I’ve created and published a minimal Docker image for a conventional JVM testing environment. This image is based on the Centos 7 image; while I love Fedora for day-to-day and development use, Centos is a much slower-moving target and is thus far more common as a deployment target. My image also installs java, java-devel, maven, ivy, git, and emacs via yum and pulls down Paul Phillips’ excellent sbt-extras script to provide ready access to multiple versions of sbt.

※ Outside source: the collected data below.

PR #2006, opened 2016-11-09
[Onboarding] Fix crash that occurs when de-selecting in a tableview.

### LINKED ISSUE #1994: Fix NSInvalidArgumentException in - [AROnboardingPersonalizationGeneImageStateReconciler addReplacedGene:], line 37
### Stacktrace ###

<pre>AROnboardingPersonalizationGeneImageStateReconciler;addReplacedGene:;AROnboardingPersonalizationGeneImageStateReconciler.m;37
AROnboardingPersonalizeTableViewController;updateTableContentsFor:replaceContents:animated:;AROnboardingPersonalizeTableViewController.m;70
ARPersonalizeViewController;artistFollowed:;ARPersonalizeViewController.m;279</pre>

### Reason ###

*** Terminating app due to uncaught exception 'NSInvalidArgumentException', reason: '*** -[__NSSetM addObject:]: object cannot be nil'

### Link to HockeyApp ###

* [https://rink.hockeyapp.net/manage/apps/37029/crash_reasons/143301624](https://rink.hockeyapp.net/manage/apps/37029/crash_reasons/143301624)

alloy:
Fixes #1994.

Alas, even with nullability info Xcode did not flag that line as being a risk, not sure what’s up with that, so doing this based purely on the crash log.

### DIFF
--- a/Artsy/View_Controllers/Login_and_Onboarding/Onboarding_stages/5-_Onboarding_Personalization/AROnboardingPersonalizationGeneImageStateReconciler.h
+++ b/Artsy/View_Controllers/Login_and_Onboarding/Onboarding_stages/5-_Onboarding_Personalization/AROnboardingPersonalizationGeneImageStateReconciler.h
@@ -2,7 +2,7 @@
 
 @class Gene;
 
-
+NS_ASSUME_NONNULL_BEGIN
 @interface AROnboardingPersonalizationGeneImageStateReconciler : NSObject
 
 - (NSURL *)imageURLForGene:(Gene *)gene atIndexPath:(NSIndexPath *)indexPath;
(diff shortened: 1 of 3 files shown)


mennenia:
I've added one more change - the reason `self.selectedRowToReplace` _can_ be nil, is because in the animation where the cell fades out, it's set to nil because there's nothing selected anymore. This was outside the completion block though, so I think that accounts for why the situation can happen in the first place.

Thanks @alloy for adding the guards!

sarahscott:
Seeing as the circle fail is a Danger thing and not the actual tests, I'm going to merge this so it can definitely be in our release tomorrow. I will make a ticket for the Danger issue.

alloy:
@mennenia Nice catch 👏

PR #2014, opened 2016-11-15
Fixes problem with users registered for too many sales

ashfurrow:
Problem: user sees "Register to Bid" instead of a "Bid" button.

Cause: we were asking for _all_ bidder models for all sales, instead of limiting to our current sale. The models appears to be ordered by oldest first, so after the first page we don't get the model we need to recognize that the user is registered for the sale.

Fix for https://github.com/artsy/auctions/issues/218.


alloy:
Looks good 👍 CI fail is due to danger dep + ruby.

Here’s how to get started using it on Fedora: first, you’ll need to install Docker and start up the Docker daemon (if you haven’t already). The gpasswd line is optional but will enable you to run Docker commands as yourself without su or sudo:

sudo yum install -y docker-io
sudo gpasswd -a ${USER} docker
sudo systemctl start docker

Then you’ll want to pull my image from the Docker Hub (run this and all Docker commands under sudo if you didn’t add yourself to the Docker group above):

docker pull willb/java-dev

You should then be able to see that the image file is installed:

docker images willb/java-dev

Now you’re ready to start a container from the image. I keep most of my ongoing development work in subdirectories of ${HOME}/devel and I’d like to mount that tree from within my container; replace ${HOME}/devel below with whatever path from the host you’d like to expose to the container:

docker run -i -t -v ${HOME}/devel:/devel willb/java-dev:centos7

This will start up the container interactively (-i), allocating a TTY (-t), mounting ${HOME}/devel from the host under /devel in the container, and giving you a zsh prompt. You can now run sbt and Maven builds and tests in a vanilla, upstream-friendly CentOS environment while still using Fedora as your desktop OS.

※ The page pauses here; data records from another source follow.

PR #2015, opened 2016-11-15
Add support for fb app install tracking

orta:
I've not considered all the ramifications, but Danger was in the shower and I had a bit of time, so if this greens - I would recommend maybe putting it in after the next release so that it gets some time to simmer.


alloy:
Yeah not merging this now, the adding code to Eigen part is just a very small change, checking if it all works as expected and is properly setup probably takes most time.

alloy:
This was not needed at all, it appears that Adjust could pass that info on to FB.

PR #2016, opened 2016-11-16
Removes old subscriptions to improve lot list scrolling performance

ashfurrow:
Fix for https://github.com/artsy/auctions/issues/181.

Explanation: a lot's state is a mapping of its bidding status, which gets [updated](https://github.com/artsy/eigen/blob/master/Artsy/View_Controllers/Live_Auctions/LiveActionStateReconciler.swift#L139) every time there's a new derived lot data (which happens on every related lot broadcast, which happens very very often). We weren't unsubscribing from old subscriptions, leading to hundreds of callbacks _per lot_ in a list of hundreds of lots. 

This issue is difficult to debug because it only occurs on sales with many lots, so I'll have to monitor an auction later to QA.

### DIFF
--- a/Artsy/View_Controllers/Live_Auctions/LiveAuctionLotListViewController.swift
+++ b/Artsy/View_Controllers/Live_Auctions/LiveAuctionLotListViewController.swift
@@ -44,6 +44,8 @@ class LiveAuctionLotListViewController: UICollectionViewController {
                 return sSelf.stickyCollectionViewLayout.setActiveIndex(nil)
             }
 
+            sSelf.unsubscribeCurrentLotState()
+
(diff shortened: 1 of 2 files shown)


orta:
Conceptually looks good, would definitely require manual Q - aye 👍  (merge conflict BTW )

alloy:
> would definitely require manual QA

@ashfurrow I’m unsure how impactful this is and @orta’s comment makes it seem as though it might be. Are you confident enough in the change to include this in the 2nd beta we’re doing today/tomorrow?

ashfurrow:
I am, I tested locally and it works 👍

alloy:
Works for me 👍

Regular readers of this site know that I’ve been interested in using and contributing to Apache Spark for quite some time now, and I was running Spark’s test suite when I ran into the network trouble that motivated this post. If you’re also working on Spark, you might want to try an alternate image that has a prepopulated Ivy cache for Spark’s dependencies:2

docker run -i -t -v ${HOME}/devel:/devel willb/java-dev:centos7-spark

Running your initial Spark build and tests in a container with the centos7-spark image will be faster since the necessary artifacts are baked into the image. (If you don’t have the Ivy cache, you’ll need to download dependencies every time you run your first build in a container based on this image.) The easiest way to build such a cache for sbt projects is to have the Dockerfile clone the relevant source repository into a temporary directory and then run sbt update from that clone. Let me know if you build other images with prepopulated dependency caches!

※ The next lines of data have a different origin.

PR #2020, opened 2016-11-17
[!] [Onboarding] Fix code using old delegate method, resulting in crash

mennenia:
Sorry everyone... this needs to go in for 3.0.2! 

In the clean up around Facebook's signup process, I removed methods we weren't using anymore / didn't do anything, but the email signup method still called it. 

Not sure if I should changelog this, as it hasn't officially gone out yet?

### DIFF
--- a/Artsy/View_Controllers/Login_and_Onboarding/AROnboardingViewController.h
+++ b/Artsy/View_Controllers/Login_and_Onboarding/AROnboardingViewController.h
@@ -17,7 +17,6 @@
 @end
 
 @protocol ARLoginSignupDelegate <NSObject>
-- (void)didSignUpAndLogin;
 - (void)dismissOnboardingWithVoidAnimation:(BOOL)animated;
 @end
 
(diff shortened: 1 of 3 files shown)


orta:
I'd put it in the changelog for master ?

Artsy/View_Controllers/Login_and_Onboarding/AROnboardingViewController.h
```diff
@@ -17,7 +17,6 @@
 @end
 
 @protocol ARLoginSignupDelegate <NSObject>
-- (void)didSignUpAndLogin;
```
alloy: Ah, I was wondering why this issues wasn’t caught at compilation time, I guess this being left in the protocol is why?

alloy:
@mennenia Yeah this is going to go in 3.0.2 still 👍 

@orta What does that mean? I’m confused about how the changelog works.

orta:
I meant upcoming, as this won't be the real 3.0.2 build

mennenia:
@alloy because it was still in the header >_< my bad

alloy:
I’m going to merge this as-is.

PR #2029, opened 2016-11-21
Fixes auction countdown timer issue on iPad

ashfurrow:
Fix for https://github.com/artsy/auctions/issues/185 . There just wasn't enough space on either side of the countdown timer, autolayout was clipping individual labels.


orta:
👍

  1. Java networking on Linux seems to have a lot of corner cases; StackOverflow and other question/answer sites are full of people who are frustrated that InetAddress.getLocalHost() returns the loopback address instead of a LAN IP, but I had the opposite problem.

  2. This image should include all of the necessary build and test dependencies for the Spark master branch as of when I last generated it; I will update it periodically but it may not necessarily contain everything necessary to build and test the current Spark master branch in the future.